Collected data
━━━━━━

PR #266, opened 2020-06-05
CAS-241. Functionality to store and query a record of recent errored IOs

chriswldenyer:
CAS-241. Functionality to store and query a record of recent errored IOs in each nexus child and a means of enabling the feature and setting the buffer size.
Test added which adds an error bdev layer between the nexus and one of its
replicas and allows unit testing of the feature. Also included unit testing
of the error store independenly of the bdev.

Addressed some code-review comments, ops and errors are stored
instead of flags, also made the ordering of parameters more consistent.
Use monolithic time instead of absolute time in error store.
Using message-passing to the management core.

Addressed some code-review comments, ops and errors are stored
instead of flags, also made the ordering of parameters more consistent.
Use monolithic time instead of absolute time in error store.
Using message-passing to the management core.
The age parameter in the query is now an Option, if absent all ages allowed.

### DIFF
--- a/mayastor/src/bdev/nexus/nexus_child_error_store.rs
+++ b/mayastor/src/bdev/nexus/nexus_child_error_store.rs
@@ -1,0 +1,306 @@
+use spdk_sys::{spdk_bdev, spdk_bdev_io_type};
+use std::{
+    fmt::{Debug, Display},
+    time::{Duration, Instant},
+};
+
+use crate::subsys::Config;
+
+use crate::bdev::nexus::nexus_io::{io_status, io_type};
+
+use crate::core::{Cores, Reactors};
+
+use crate::bdev::nexus::{
+    nexus_bdev,
+    nexus_bdev::{
+        nexus_lookup,
+        Error::{ChildMissing, ChildMissingErrStore},
+        Nexus,
+    },
+};
+
+use serde::export::{fmt::Error, Formatter};
+
+#[derive(Copy, Clone)]
+pub struct NexusChildErrorRecord {
+    io_offset: u64,
+    io_num_blocks: u64,
+    timestamp: Instant,
+    io_error: i32,
+    io_op: spdk_bdev_io_type,
+}
+
+impl Default for NexusChildErrorRecord {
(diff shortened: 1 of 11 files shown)


mayastor/src/bdev/nexus/nexus_child_error_store.rs
```diff
@@ -0,0 +1,306 @@
...
+}
+
+impl Default for NexusChildErrorRecord {
+    fn default() -> Self {
+        Self {
+            io_op: 0,
+            io_error: 0,
+            io_offset: 0,
+            io_num_blocks: 0,
+            timestamp: Instant::now(), // for lack of another suitable default
```
paulyoong, line 40: FYI - Because you are using default values for the u64 and i32 variables you could just use their default values. So I think you could do something like
Self {timestamp: Instant::now(), ..Default::default()};

mayastor/src/bdev/nexus/nexus_io.rs
```diff
@@ -65,7 +65,7 @@ pub mod io_type {
     //    pub const IO_NUM_TYPES: u32 = 14;
 }
 
-/// the status of an IO
+/// the status of an IO - note: values copied from spdk bdev_module.h
 pub mod io_status {
     //pub const NOMEM: i32 = -4;
     //pub const SCSI_ERROR: i32 = -3;
```
paulyoong, line 71: Should these commented out lines be removed?

chriswldenyer: I think the idea is to un-comment them as the code that uses them gets implemented (they are from spdk). For example the reset IO recently. We may need to use the other error types at a later point when we need to support them.

paulyoong: Ok :+1:

mayastor/src/bdev/nexus/nexus_child_error_store.rs
chriswldenyer: Oh OK, didn't know about that. Thanks!

PR #267, opened 2020-06-05
[WIP] 

gila:
I've tried my best to reduce any changes as part of the upgrade as much as possible. Follow up changes will happen later that address the todo and the target creation.


.github/workflows/build.yaml
```diff
@@ -11,21 +11,22 @@ jobs:
     runs-on: self-hosted
     timeout-minutes: 20
     container:
-      image: docker.io/mayadata/ms-buildenv:latest
+      image: docker.io/mayadata/ms-buildenv:gila
```
tiagolobocastro, line 14: guess you'll move this to latest before you merge?

jonathan-teh, line 14: Is this the tag that will always be used in future?

.github/workflows/build.yaml
```diff
@@ -11,21 +11,22 @@ jobs:
...
-          toolchain: stable
+          toolchain: nightly
       - run: ln -s /host/bin/kmod /bin/modprobe
       - run: /bin/modprobe nbd
       - run: /bin/modprobe xfs
       - run: /bin/modprobe nvme_tcp
       - run: echo 8192 | tee /sys/kernel/mm/hugepages/hugepages-2048kB/nr_hugepages
       - run: rm mayastor/.cargo/config
       - run: rm nvmeadm/.cargo/config
+      - run: export RUST_BACKTRACE=1
```
tiagolobocastro, line 29: do we want to keep this one?

mayastor/src/core/reactor.rs
```diff
@@ -171,19 +216,36 @@ impl<'a> IntoIterator for &'a Reactors {
...
             flags: Cell::new(INIT),
             sx,
             rx,
-        }
+        };
+
+        // create a new main thread on which we run management tasks. As we are
+        // in the process of boot strapping the reactor is not active
+        // and thus we are not executing yet within a context of a valid
+        // thread. Therefor we dispatch a future which will get executed
```
paulyoong, line 235: Typo in "Therefore"

mayastor/src/core/thread.rs
```diff
@@ -76,11 +80,23 @@ impl Mthread {
...
-        unsafe { spdk_set_thread(self.0) };
-        unsafe { spdk_thread_exit(self.0) };
-        unsafe { spdk_thread_destroy(self.0) };
+        debug!("destroying thread...{:p}", self.0);
+        unsafe {
+            spdk_set_thread(self.0);
+            // set that we *want* to exit, but we have not exited yet
+            spdk_thread_exit(self.0);
+
+            // no wait until the thread is actually excited the internal
```
paulyoong, line 91: I think this meant to say "now wait..."

nix/pkgs/libspdk/default.nix
```diff
@@ -21,8 +22,8 @@ stdenv.mkDerivation rec {
   src = fetchFromGitHub {
     owner = "openebs";
     repo = "spdk";
-    rev = "bef8258c3116d8d427d46fab5985bb080ffb7666";
-    sha256 = "00xsfhlqiwnq3777xg8x6chcqr4nxhhqqmbsq1a2gng2iyhlpxzd";
+    rev = "f09e30d7789aed7f16317c865203ae5d1b9a5d5c";
```
paulyoong: There is a newer commit (as of today), should we point it at this version (hash - 0dd3398ace940bb291e18138a2535cf6b1e161b5)?

.github/workflows/build.yaml
gila: no, I will swap it out once the PR is approved

gila: Yes :+1:

.github/workflows/build.yaml
gila: I thnk so yes.

mayastor/src/core/thread.rs
gila: Yes thanks.

mayastor/src/core/reactor.rs
gila: :+1:

PR #268, opened 2020-06-08
Update terraform config

blaisedias:
Add more config settings to variables.tf
Setup hugepages in the node
Add support to load nvme modules ubuntu 20.04 only
Minor change in kube config handling, works with
 - ubuntu 20.04
 - ubuntu 18.04

### DIFF
--- a/terraform/mod/k8s/master.sh
+++ b/terraform/mod/k8s/master.sh
@@ -4,7 +4,7 @@ sudo kubeadm init --config /tmp/kubeadm_config.yaml \
   --ignore-preflight-errors=Swap,NumCPU,SystemVerification
 
 [ -d "$HOME"/.kube ] || mkdir -p "$HOME"/.kube
-sudo cp -i /etc/kubernetes/admin.conf $HOME/.kube/config
+sudo cp /etc/kubernetes/admin.conf $HOME/.kube/config
 sudo chown $(id -u):$(id -g) $HOME/.kube/config
 
 while ! nc -z localhost 6443; do
--- a/terraform/mod/k8s/master.sh
+++ b/terraform/mod/k8s/master.sh
@@ -1,14 +1,15 @@
 #!/bin/bash
-set -e
+set -ex
 sudo kubeadm init --config /tmp/kubeadm_config.yaml \
   --ignore-preflight-errors=Swap,NumCPU,SystemVerification
 
 [ -d "$HOME"/.kube ] || mkdir -p "$HOME"/.kube
-ln -s /etc/kubernetes/admin.conf "$HOME"/.kube/config
+sudo cp -i /etc/kubernetes/admin.conf $HOME/.kube/config
+sudo chown $(id -u):$(id -g) $HOME/.kube/config
 
 while ! nc -z localhost 6443; do
   echo "...Waiting on k8s API server to give a sign of life"
   sleep 5
 done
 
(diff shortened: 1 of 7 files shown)


terraform/mod/k8s/master.sh
```diff
@@ -1,14 +1,15 @@
 #!/bin/bash
-set -e
+set -ex
 sudo kubeadm init --config /tmp/kubeadm_config.yaml \
   --ignore-preflight-errors=Swap,NumCPU,SystemVerification
 
 [ -d "$HOME"/.kube ] || mkdir -p "$HOME"/.kube
-ln -s /etc/kubernetes/admin.conf "$HOME"/.kube/config
+sudo cp -i /etc/kubernetes/admin.conf $HOME/.kube/config
+sudo chown $(id -u):$(id -g) $HOME/.kube/config
```
jkryl, line 8: running cp in interactive mode in automation script sounds like a bad idea.

terraform/variables.tf
```diff
@@ -42,5 +42,25 @@ variable "num_nodes" {
...
+variable "overlay_cidr" {
+  type        = string
+  description = "CIDR, classless inter-domain routing"
+  #default     = "192.168.122.0/16"
+}
+
+variable "nr_hugepages" {
+  type        = string
+  description = "Number of Huge pages"
+  default     = "1024"
```
jkryl, line 57: I'm not sure if we should not use the minimum here that is 512. Given that these scripts are used to create test VMs and at least I create VMs with 4G of mem, taking half of it just for mayastor is maybe too much. Or is there any particular reason why we allocate 2x more than what we need?

terraform/variables.tf
```diff
@@ -42,5 +42,25 @@ variable "num_nodes" {
...
   type        = string
   description = "Ubuntu image for VMs - only needed for libvirt provider"
-  default     = "/bionic-server-cloudimg-amd64.img"
+  default     = "/ubuntu-18.04-server-cloudimg-amd64.img"
 }
+
+variable "overlay_cidr" {
+  type        = string
+  description = "CIDR, classless inter-domain routing"
+  #default     = "192.168.122.0/16"
```
jkryl, line 51: can we have the default here? The previous default worked fine for me. IMHO the fewer settings the user is required to tune the better.

terraform/mod/k8s/master.sh
blaisedias: Fixed https://github.com/openebs/Mayastor/pull/268/commits/5b38dc66d2408d7b84cd517462429a5cd21232c9
TBH I just copied what kubeadm spit out.

terraform/variables.tf
blaisedias: Fixed https://github.com/openebs/Mayastor/pull/268/commits/5b38dc66d2408d7b84cd517462429a5cd21232c9

terraform/variables.tf
blaisedias: Done https://github.com/openebs/Mayastor/pull/268/commits/5b38dc66d2408d7b84cd517462429a5cd21232c9

blaisedias:
In principle I agree with sentiment to support just latest ubuntu release.
That said, I erred on the side of caution, using ubuntu 20.04 has only had limited testing and I wanted to make it easy to fallback to the known working setup for those not working on nvme/nvmf

PR #273, opened 2020-06-10
Rework JS code checking and introduce support for TS

jkryl:
Semistandard should normally be part of nodejs project dependencies. The
reason why we relied on global installation was that it wasn't clear to
me how to call it without having to install all node module dependencies.
That is solved by using npx command now. npx uses either a local copy of
the program if it is in node_modules/ or downloads the tool to temporary
folder and runs it from there. As a result all complexity with creating
the semistandard package in nix files can go away.

As for the typescript, it is just showing the way forward. As time will
go we will convert more JS files to TS files as we will see a good fit.

Resolves: CAS-309


scripts/js-check.sh
```diff
@@ -0,0 +1,31 @@
+#!/usr/bin/env bash
+
+set -e
```
tjoshum, line 3: Since we're using pipes, we probably want `set -euo pipefail`

jkryl: thanks

csi/moac/pool.ts
```diff
@@ -86,7 +94,7 @@ class Pool {
   //
   // @param {object[]} replicas   New list of replicas properties for the pool.
   //
-  _mergeReplicas (replicas) {
+  _mergeReplicas(replicas: any[]) {
```
blaisedias, line 97: replica: Replica is used below so shouldn't this be replicas: Replica[]?

csi/moac/pool.ts
```diff
@@ -236,7 +244,7 @@ class Pool {
         `Failed to list new replica "${uuid}" on pool "${this}": ${err}`
       );
     }
-    var replicaInfo = resp.replicas.filter((r) => r.uuid === uuid)[0];
+    var replicaInfo = resp.replicas.filter((r: any) => r.uuid === uuid)[0];
```
blaisedias, line 247: r: any should be r: Replica?

jkryl: it's slightly confusing but replica here is object with replica properties returned by grpc method - not Replica object that represents replica internally in moac. So we must use any until we take a look at how to represent grpc replies by TS types.

csi/moac/pool.ts
jkryl: The same comment here. Those are not replica objects. replicasProperties might be a better name but too long :-)

PR #282, opened 2020-06-16
Merge release 0.2.0 staging changes back into master

GlennBullingham:
Return changes from the release 0.2.0 activities to the develop branch:

1) Fix-up for issues identified with rebuild; Add missing nvmf namespace identifier to the bdev name (cas-317) and additionally, fault a child if a rebuild action on it fails

2) nix: Changes to simplify making release builds:
-  point mayastor/default.nix to an actual commit we release
- bumped packages of nixpkgs itself and liburing
- bumped rust overlay such that are are on rust stable 1.44 (from 1.41)\
- bumped liburing 0.5 -> 0.6
- all images pkgs, by default now, are built in release mode
- fixed the libspdk/default.nix (not all variable are set by configure)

━━━━━━

REQUIRED ACTION:
Using the records above, report each line with the string "opened".

ANSWER SECTION:
PR #266, opened 2020-06-05
PR #267, opened 2020-06-05
PR #268, opened 2020-06-08
PR #273, opened 2020-06-10
PR #282, opened 2020-06-16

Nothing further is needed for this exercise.